Quantum discord has been studied in quantum many-body systems. Its behavior reflects quantum phase transitions and other properties of quantum spin chains and beyond.

==Alternative measures==

An operational measure, in terms of distillation of local pure states, is the 'quantum deficit'. The one-way and zero-way versions were shown to be equal to the relative entropy of quantumness.

Other measures of nonclassical correlations include the measurement induced disturbance (MID) measure and the localized noneffective unitary (LNU) distance and various entropy-based measures.

There exists a geometric indicator of discord based on Hilbert-Schmidt distance, which obeys a factorization law, can be put in relation to von Neumann measurements, but is not in general a faithful measure.

Faithful, computable and operational measures of discord-type correlations are the local quantum uncertainty and the interferometric power.

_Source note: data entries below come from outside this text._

PR #187, opened 2024-01-08
Updated SIM submodule and switched to ordered_map

Hop311:


extension/src/openvic-extension/singletons/AssetManager.cpp
```diff
@@ -45,34 +45,34 @@ Ref<Image> AssetManager::_load_image(StringName const& path) {
 	return image;
 }
 
-AssetManager::image_asset_map_t::iterator AssetManager::_get_image_asset(StringName const& path) {
-	const image_asset_map_t::iterator it = image_assets.find(path);
+AssetManager::image_asset_t* AssetManager::_get_image_asset(StringName const& path) {
+	image_asset_map_t::iterator it = image_assets.find(path);
 	if (it != image_assets.end()) {
-		return it;
+		return &it.value();
```
wvpm, line 51: Why &it.value() instead of it->value() ? (as you do with asset->image)
it is a pointer to an image_asset_t, so -> should work.

Hop311: It is not pointer to an image asset, it's an iterator pointing to a key value pair, where the value is an image asset reference. `&it.value()` means taking the pointer to `it.value()` (and it has to be `it.value()`, rather than `it->second`, as only the first one gives a non-const reference, a weird part of the `ordered_map` implementation required to prevent people from editing the keys), you're thinking of `(*it).value()` which would be equivalent to `it->value()`, but `value()` is a method of the iterator, not the key-value pair you get from `*it`, so we just access it regularly and then take the pointer of the resulting image asset reference: `&(it.value())`.

wvpm: Can't you simply iterate the values only?
If you have to use a key value pair, consider calling it kvp (I'm used to seeing that in C# before we could deconstruct types). I realise now that it means iterator, it just sounds like an arbitrary name like obj for a class instance.

wvpm (approved):

extension/src/openvic-extension/singletons/AssetManager.cpp
Hop311: Nah you can't, the map stores it's entries as key value pairs and doesn't have a value-only iterator. Anywhere here I'm not iterating over the map myself, the `map.find(key)` function returns a key-value iterator. In C++ calling iterators `it` is very standard, I doubt C++ devs would know what `kvp` means, I've never seen it before myself.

== Multipartite Generalizations ==

The original definition of quantum discord is only defined for bipartite systems. The multipartite generalization for $N$ parties was performed by Radhakrishnan, Lauriere, and Byrnes and has the definition
$\mathcal D_{A_1; A_2; \dots; A_N} (\rho) = \min_{\{\Pi^{A_1 \dots A_{N-1}} \}} [ -S_{A_2 \dots A_N | A_1} (\rho) + S_{A_2 | \Pi^{A_1} } (\rho) + \dots + S_{A_N | \Pi^{A_1 \dots A_{N-1}}} (\rho) ] ,$
where we introduced the notation for the conditional entropy without measurement as
$S_{B|A} (\rho) = S(\rho) - S (\rho_{A})$
and conditional entropy with measurement as
$S_{B|\Pi^A} (\rho) = \sum_{j} p_{j}^A S (\Pi_{j}^{A} \rho \Pi_{j}^{A}/p_{j}^A ) .$
The measurements are minimized over all conditional measurements
$\Pi^{A_1\dots A_{N-1}}_{j_1 \dots j_{N-1}} = \Pi^{A_1}_{j_1} \otimes \Pi^{A_2}_{j_2|j_1} \dots \otimes \Pi^{A_{N-1}}_{j_{N-1}|j_1\dots j_{N-2}}$
and take place in the order $A_1 \rightarrow A_2 \rightarrow \dots A_{N-1}$. For conditional measurements, the basis can be adaptively changed depending on the outcome of the previous measurement. This type of measurement ensures that multipartite discord is (i) zero iff the state is a classically correlated state; (ii) a non-negative quantity; (iii) reduces to the standard definition of discord for bipartite-like correlated subsystems.